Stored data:
———
PR #2078, opened 2020-07-10
Updated to NServiceBus.RabbitMQ 6.0.0

ramonsmits:
Closes https://github.com/Particular/ServiceControl/pull/2077

I've chosen to not break the connection string parsing as that would result in a breaking change.

### DIFF
--- a/src/ServiceControl.Transports.RabbitMQ/ConnectionConfiguration.cs
+++ b/src/ServiceControl.Transports.RabbitMQ/ConnectionConfiguration.cs
@@ -33,7 +33,7 @@
 
         public string Password { get; }
 
-        public ushort RequestedHeartbeat { get; }
+        public TimeSpan RequestedHeartbeat { get; }
 
         public TimeSpan RetryDelay { get; }
 
@@ -51,7 +51,7 @@
             string virtualHost,
             string userName,
             string password,
-            ushort requestedHeartbeat,
+            TimeSpan requestedHeartbeat,
             TimeSpan retryDelay,
             bool useTls,
             string certPath,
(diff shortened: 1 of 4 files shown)


bording:
> I've chosen to not break the connection string parsing as that would result in a breaking change.

Not sure what you mean by this. The way we implemented the connection string parsing in the transport let's both formats be used. We should definitely copy the update code over so that both formats can be used in ServiceControl as well.

bording:
Of course, looking more at the code in here, there are a lot of assumptions around the connection string format baked in here, so there's going to be more work than I initially thought to enable both of them. 😢 

I've at least gone ahead and updated the classes copied from the transport with the latest versions to ensure we are keeping things like default values in sync.

For now, it doesn't seem like we could actually do the additional work to enable the amqp connection string format because of ServiceControl's increasingly outdated assumption that all configuration is passed in via a connection string.

src/ServiceControl.Transports.RabbitMQ/ConnectionConfiguration.cs
```diff
@@ -18,7 +18,7 @@ class ConnectionConfiguration
         const string defaultVirtualHost = "/";
         const string defaultUserName = "guest";
         const string defaultPassword = "guest";
-        const ushort defaultRequestedHeartbeat = 5;
+        const ushort defaultRequestedHeartbeat = 60;
```
tmasternak, line 21: Why did we change this?

bording: This was changed in https://github.com/Particular/NServiceBus.RabbitMQ/pull/608 to align our default value with the client's actual default. Five seconds was way too short, and we should never have been setting it that low.

Issue #2019, opened 2020-05-20
FailedMessageRetries are not cleaned up and can grow to be unbounded


WilliamBZA:
RetryBatches are removed as part of the retry process cleanup, but the FailedMessageRetries documents are not. This could result in a collection of extremely large documents that have no use anymore and add strain to RavenDB for no reason.

These should be cleaned up once batches are removed too.

PR #2095, opened 2020-08-05
Remove FailedMessageRetry when message is successfully retried

WilliamBZA:
A partial fix for #2019 

The FailedMessageRetry document collection is used for the Pending Retries screen, but it seems that the entries here are only cleared when a messages is a repeated failure. When a message is successfully re-processed and ServiceControl receives and audit message confirming it, it should remove the corresponding entry so that the collection does not end up being unbounded in size.

### DIFF
--- a/src/ServiceControl.AcceptanceTests/Recoverability/MessageFailures/FailedMessageRetriesController.cs
+++ b/src/ServiceControl.AcceptanceTests/Recoverability/MessageFailures/FailedMessageRetriesController.cs
@@ -1,13 +1,10 @@
 ﻿namespace ServiceControl.AcceptanceTests.Recoverability.MessageFailures
 {
-    using System;
     using System.Net;
     using System.Net.Http;
-    using System.Threading;
     using System.Threading.Tasks;
     using System.Web.Http;
     using Infrastructure.WebApi;
-    using Operations;
     using Raven.Client;
     using ServiceControl.Recoverability;
 
@@ -25,20 +22,18 @@
 
         [Route("failedmessageretries/count")]
         [HttpGet]
-        public async Task<HttpResponseMessage> GetFailedMessageRetriesCount()
+        public Task<HttpResponseMessage> GetFailedMessageRetriesCount()
         {
             using (var session = store.OpenAsyncSession())
             {
                 var query =
                     session.Query<FailedMessageRetry>().Statistics(out var stats);
 
-                var count = await query.CountAsync();
-
-                return Request.CreateResponse(HttpStatusCode.OK, new FailedMessageRetriesCountReponse
+                return Task.FromResult(Request.CreateResponse(HttpStatusCode.OK, new FailedMessageRetriesCountReponse
                 {
-                    Count = count
+                    Count = stats.TotalResults
                 })
-                .WithEtag(stats);
+                .WithEtag(stats));
             }
         }
 
--- a/src/ServiceControl.AcceptanceTests/Recoverability/MessageFailures/FailedMessageRetriesController.cs
+++ b/src/ServiceControl.AcceptanceTests/Recoverability/MessageFailures/FailedMessageRetriesController.cs
@@ -1,0 +1,47 @@
+﻿namespace ServiceControl.AcceptanceTests.Recoverability.MessageFailures
+{
+    using System;
+    using System.Net;
+    using System.Net.Http;
+    using System.Threading;
+    using System.Threading.Tasks;
+    using System.Web.Http;
+    using Infrastructure.WebApi;
+    using Operations;
+    using Raven.Client;
+    using ServiceControl.Recoverability;
+
+    public class FailedMessageRetriesCountReponse
+    {
+        public int Count { get; set; }
+    }
+
+    public class FailedMessageRetriesController : ApiController
+    {
+        internal FailedMessageRetriesController(IDocumentStore store)
+        {
+            this.store = store;
+        }
+
+        [Route("failedmessageretries/count")]
+        [HttpGet]
+        public async Task<HttpResponseMessage> GetFailedMessageRetriesCount()
+        {
+            using (var session = store.OpenAsyncSession())
+            {
+                var query =
+                    session.Query<FailedMessageRetry>().Statistics(out var stats);
+
+                var count = await query.CountAsync();
+
+                return Request.CreateResponse(HttpStatusCode.OK, new FailedMessageRetriesCountReponse
+                {
+                    Count = count
+                })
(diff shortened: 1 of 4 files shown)


src/ServiceControl.AcceptanceTests/Recoverability/MessageFailures/FailedMessageRetriesController.cs
```diff
@@ -0,0 +1,47 @@
...
+        }
+
+        [Route("failedmessageretries/count")]
+        [HttpGet]
+        public async Task<HttpResponseMessage> GetFailedMessageRetriesCount()
+        {
+            using (var session = store.OpenAsyncSession())
+            {
+                var query =
+                    session.Query<FailedMessageRetry>().Statistics(out var stats);
```
DavidBoike, line 33: Will this reuse the `FailedMessageRetries/ByBatch` index, or create a new one? Or is it assumed that the volume will be low enough that it doesn't matter?

Though I don't totally get why a controller is in the acceptance tests in the first place. Do we not care because it's just for a test?

Also, the `stats` should have `TotalResults` so it shouldn't be necessary to enumerate the results with `CountAsync()`. Though I see this is also in use in FailedErrorsController.

WilliamBZA: > Will this reuse the FailedMessageRetries/ByBatch index, or create a new one? Or is it assumed that the volume will be low enough that it doesn't matter?

Probably create a new one? It's only for the tests and only the actual test instances that use this controller, so it should be fine.

> Though I don't totally get why a controller is in the acceptance tests in the first place. Do we not care because it's just for a test?

I'm following the convention set by the `FailedErrorsController`, I assume the thinking behind it is so that the tests don't have to have raven code directly in them because reasons?

> Also, the stats should have TotalResults so it shouldn't be necessary to enumerate the results with CountAsync(). Though I see this is also in use in FailedErrorsController.

Updated.

danielmarbach: Part of it is a bit legacy reasons. Since the beginning it WA possible to bring in Nancy modules and when we switched to Web api controllers that run inside the instance and therefore have access to everything available on the container. The tests have always used a wired up http client to communicate via the http api with SC and I assume that's why the obvious way expose internal details was also using http by injecting controllers. That being said though I'm pretty sure the new acceptance test base magic I wrote would allow to expose the doc store client directly but probably overkill and not worth diverging from the current way plus I actually like that all the ATTs use one consistent way to interact with the instance

src/ServiceControl.AcceptanceTests/Recoverability/MessageFailures/When_a_failed_message_is_retried.cs
```diff
@@ -0,0 +1,187 @@
...
+                        failedMessageRetries = await this.TryGet<FailedMessageRetriesCountReponse>("/api/failedmessageretries/count");
+
+                        return failedMessageRetries.Count == 0;
+                    }
+
+                    return false;
+                })
+                .Run();
+
+            Assert.AreEqual(failedMessageRetries.Count, 0, "FaileMessageRetries not removed");
```
mikeminutillo, line 67:
```suggestion
            Assert.AreEqual(failedMessageRetries.Count, 0, "FailedMessageRetries not removed");
```

src/ServiceControl.AcceptanceTests/Recoverability/MessageFailures/When_a_failed_message_is_retried.cs
```diff
@@ -0,0 +1,187 @@
...
+        {
+            public FailingEndpoint()
+            {
+                EndpointSetup<DefaultServer>(c =>
+                {
+                    c.EnableFeature<Outbox>();
+                    c.ReportSuccessfulRetriesToServiceControl();
+
+                    var recoverability = c.Recoverability();
+                    recoverability.Immediate(s => s.NumberOfRetries(1));
```
mikeminutillo, line 121: Why do we need a retry?

src/ServiceControl.AcceptanceTests/TestSupport/ServiceControlComponentRunner.cs
```diff
@@ -156,6 +156,7 @@ async Task InitializeServiceControl(ScenarioContext context)
                 bootstrapper = new Bootstrapper(settings, configuration, loggingSettings, builder =>
                 {
                     builder.RegisterType<FailedErrorsController>().FindConstructorsWith(t => t.GetTypeInfo().DeclaredConstructors.ToArray());
+                    builder.RegisterType<FailedMessageRetriesController>().FindConstructorsWith(t => t.GetTypeInfo().DeclaredConstructors.ToArray());
```
mikeminutillo, line 159: If we're going to keep following this pattern, we can replace it with a generic catch-all registration that will pick up all testing controllers:

```csharp
builder.RegisterAssemblyTypes(typeof(FailedErrorsController).Assembly)
  .AssignableTo<ApiController>()
  .FindConstructorsWith(t => t.GetTypeInfo().DeclaredConstructors.ToArray())
  .AsSelf();
```

That way the next test that needs to do it can just add the controller and it will just work.

danielmarbach: This is a nice addition. How about a dedicated PR?

src/ServiceControl.AcceptanceTests/Recoverability/MessageFailures/When_a_failed_message_is_retried.cs
danielmarbach: Could this be a left over that got copy-pasted due to the fact that previously tests run across all the transports and we wanted to make sure things don't get deadlettered?

WilliamBZA: Copy-paste indeed

src/ServiceControl.AcceptanceTests/TestSupport/ServiceControlComponentRunner.cs
WilliamBZA: Added

danielmarbach: I double-checked and the other component runners don't need this code so we should be fine

PR #2102, opened 2020-08-07
Clean FailedMessageRetry when FailedMessage is cleaned

WilliamBZA:


src/ServiceControl/MessageFailures/FailedMessage.cs
```diff
@@ -26,6 +26,11 @@ public static string MakeDocumentId(string messageUniqueId)
             return $"{CollectionName}/{messageUniqueId}";
         }
 
+        public static string GetDocumentIdFromCollectionId(string collectionId)
```
danielmarbach, line 29: Is collection id the correct term? Wouldn't the better term be something like document id?

WilliamBZA: Yep, you're correct

WilliamBZA: Renamed

danielmarbach:
Rebased

src/ServiceControl/Infrastructure/RavenDB/Expiration/ErrorMessageCleaner.cs
```diff
@@ -88,6 +104,22 @@ public static void Clean(int deletionBatchSize, DocumentDatabase database, DateT
                 return results.Count(x => x.Deleted == true);
             }, items, database, token);
 
+            var deletedFailedMessageRetry = Chunker.ExecuteInChunks(failedRetryItems.Count, (itemsForBatch, db, s, e) =>
```
mikeminutillo, line 107: Do we want to include this count in the log message below?

Should we consider putting this (and the attachment deletion) before the message deletion? That would prevent orphaned docs if we clean up the message and then crash.

src/ServiceControl/MessageFailures/FailedMessage.cs
```diff
@@ -26,6 +26,11 @@ public static string MakeDocumentId(string messageUniqueId)
             return $"{CollectionName}/{messageUniqueId}";
         }
 
+        public static string GetMessageIdFromDocumentId(string failedMessageDocumentId)
+        {
+            return failedMessageDocumentId.Substring(CollectionName.Length + 1);
```
mikeminutillo, line 31: If, for whatever reason, the strings are not what we expect, we will throw an exception and stop the whole cleanup process here. Is it worth putting some defensive checks around this?

src/ServiceControl.UnitTests/ApprovalFiles/APIApprovals.PublicClr.approved.txt
```diff
@@ -846,6 +846,7 @@ namespace ServiceControl.MessageFailures
         public System.Collections.Generic.List<ServiceControl.MessageFailures.FailedMessage.ProcessingAttempt> ProcessingAttempts { get; set; }
         public ServiceControl.MessageFailures.FailedMessageStatus Status { get; set; }
         public string UniqueMessageId { get; set; }
+        public static string GetMessageIdFromDocumentId(string failedMessageDocumentId) { }
```
mikeminutillo, line 849: Could this be internal? I'm not sure that we expose this outside of the SC anywhere anyway so it's probably not that important.

src/ServiceControl/MessageFailures/FailedMessage.cs
danielmarbach: I think for perf reasons it would be fair to assume it is only used when the collection name is a guaranteed match. Any defensive check has associated runtime costs

src/ServiceControl.AcceptanceTests/Recoverability/MessageFailures/FailedMessageRetriesController.cs
```diff
@@ -22,17 +22,17 @@ internal FailedMessageRetriesController(IDocumentStore store)
 
         [Route("failedmessageretries/count")]
         [HttpGet]
-        public Task<HttpResponseMessage> GetFailedMessageRetriesCount()
+        public async Task<HttpResponseMessage> GetFailedMessageRetriesCount()
         {
             using (var session = store.OpenAsyncSession())
             {
-                session.Query<FailedMessageRetry>().Statistics(out var stats);
+                await session.Query<FailedMessageRetry>().Statistics(out var stats).ToListAsync().ConfigureAwait(false);
```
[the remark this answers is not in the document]
WilliamBZA: When I tried the code without the `ToListAsync` the stats.TotalCount was always 0. I assume without actually executing something, the stats object is never populated.

src/ServiceControl/Infrastructure/RavenDB/Expiration/ErrorMessageCleaner.cs
WilliamBZA: Good catch!

src/ServiceControl.UnitTests/ApprovalFiles/APIApprovals.PublicClr.approved.txt
WilliamBZA: :+1: Changed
———
What you will do:
Return a copy of every line in the records that includes the string "CountAsync".

Expected answer:
-                var count = await query.CountAsync();
+                var count = await query.CountAsync();
Also, the `stats` should have `TotalResults` so it shouldn't be necessary to enumerate the results with `CountAsync()`. Though I see this is also in use in FailedErrorsController.
> Also, the stats should have TotalResults so it shouldn't be necessary to enumerate the results with CountAsync(). Though I see this is also in use in FailedErrorsController.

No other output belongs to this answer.